PR #13015, opened 2024-07-26
Share components from Gmail (Developer App) to Gmail app

### LINKED ISSUE #13013: [FEATURE] Share components from Gmail (Developer App) to Gmail app
In preparation of applying for Gmail Restricted Scopes, we will need all triggers and actions from the Gmail (Developer App) shared with the primary Gmail app.

Please note that you will encounter a scopes error when testing, please ping @malexanderlim and I will temporarily add the necessary scopes to the Gmail app for testing.

michelle0927:
Resolves #13013 

## Summary by CodeRabbit

- **New Features**
	- Introduced functionalities to add labels to emails, create draft emails, find emails, and update email signatures in Gmail.
	- Launched a new source component to emit events for new labeled emails in Gmail, enhancing event tracking for users.
	- Implemented polling and event-handling modules for new email and attachment events, improving real-time email processing and user interaction.

- **Enhancements**
	- Improved documentation links for sending emails for better user guidance.
	- Added structured metadata for emitted events related to labeled and sent emails.

- **Version Update**
	- Updated version numbers for various modules, indicating improvements and adjustments.


components/gmail/actions/add-label-to-email/add-label-to-email.mjs
```diff
@@ -0,0 +1,34 @@
...
+    },
+  },
+  async run({ $ }) {
+    const response = await this.gmail.addLabelToEmail({
+      message: this.message,
+      label: this.label.value,
+    });
+    $.export("$summary", `Successfully added ${this.label.label} label to email`);
+    return response;
+  },
```
GTFalcao, line 33: Can at least the `run` method be imported directly from the other app's original action, to avoid duplicating the code?

GTFalcao (commented):
@michelle0927 I'm assuming the intention is to maintain both apps with the same components (besides the additional auth check). If so, you could also reuse the props the same way `gitlab_developer_app` did, with a function that imports the propDefinitions from the original app and converts them to use the new app.

Example of this in `components\gitlab_developer_app\actions\create-branch\create-branch.mjs`

michelle0927:
> @michelle0927 I'm assuming the intention is to maintain both apps with the same components (besides the additional auth check). If so, you could also reuse the props the same way `gitlab_developer_app` did, with a function that imports the propDefinitions from the original app and converts them to use the new app.
> 
> Example of this in `components\gitlab_developer_app\actions\create-branch\create-branch.mjs`
> 
> Would be helpful so that any changes made to one app would automatically be imported by the other, without having to apply the change twice (can be easily overlooked when maintaining these components in the future)

@GTFalcao I hadn't updated the Gmail Developer App components because they're supposedly being deprecated. But in the mean time, I agree that there's no point in duplicating code.

lcaresia (approved):

michelle0927:
@vunguyenhung I added some checks to help avoid the error with "New Labeled Email", but I haven't been able to reproduce it myself. If you encounter it again, could you dropdown on the Error message for your screenshot? Sometimes that helps to figure out where the error is coming from.

lcaresia (approved):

* * *

ACTIVITY —
Return each entry without altering a single word.

SOLUTION TO THE EXERCISE —
PR #13015, opened 2024-07-26
Share components from Gmail (Developer App) to Gmail app

### LINKED ISSUE #13013: [FEATURE] Share components from Gmail (Developer App) to Gmail app
In preparation of applying for Gmail Restricted Scopes, we will need all triggers and actions from the Gmail (Developer App) shared with the primary Gmail app.

Please note that you will encounter a scopes error when testing, please ping @malexanderlim and I will temporarily add the necessary scopes to the Gmail app for testing.

michelle0927:
Resolves #13013 

## Summary by CodeRabbit

- **New Features**
	- Introduced functionalities to add labels to emails, create draft emails, find emails, and update email signatures in Gmail.
	- Launched a new source component to emit events for new labeled emails in Gmail, enhancing event tracking for users.
	- Implemented polling and event-handling modules for new email and attachment events, improving real-time email processing and user interaction.

- **Enhancements**
	- Improved documentation links for sending emails for better user guidance.
	- Added structured metadata for emitted events related to labeled and sent emails.

- **Version Update**
	- Updated version numbers for various modules, indicating improvements and adjustments.


components/gmail/actions/add-label-to-email/add-label-to-email.mjs
```diff
@@ -0,0 +1,34 @@
...
+    },
+  },
+  async run({ $ }) {
+    const response = await this.gmail.addLabelToEmail({
+      message: this.message,
+      label: this.label.value,
+    });
+    $.export("$summary", `Successfully added ${this.label.label} label to email`);
+    return response;
+  },
```
GTFalcao, line 33: Can at least the `run` method be imported directly from the other app's original action, to avoid duplicating the code?

GTFalcao (commented):
@michelle0927 I'm assuming the intention is to maintain both apps with the same components (besides the additional auth check). If so, you could also reuse the props the same way `gitlab_developer_app` did, with a function that imports the propDefinitions from the original app and converts them to use the new app.

Example of this in `components\gitlab_developer_app\actions\create-branch\create-branch.mjs`

michelle0927:
> @michelle0927 I'm assuming the intention is to maintain both apps with the same components (besides the additional auth check). If so, you could also reuse the props the same way `gitlab_developer_app` did, with a function that imports the propDefinitions from the original app and converts them to use the new app.
> 
> Example of this in `components\gitlab_developer_app\actions\create-branch\create-branch.mjs`
> 
> Would be helpful so that any changes made to one app would automatically be imported by the other, without having to apply the change twice (can be easily overlooked when maintaining these components in the future)

@GTFalcao I hadn't updated the Gmail Developer App components because they're supposedly being deprecated. But in the mean time, I agree that there's no point in duplicating code.

lcaresia (approved):

michelle0927:
@vunguyenhung I added some checks to help avoid the error with "New Labeled Email", but I haven't been able to reproduce it myself. If you encounter it again, could you dropdown on the Error message for your screenshot? Sometimes that helps to figure out where the error is coming from.

lcaresia (approved):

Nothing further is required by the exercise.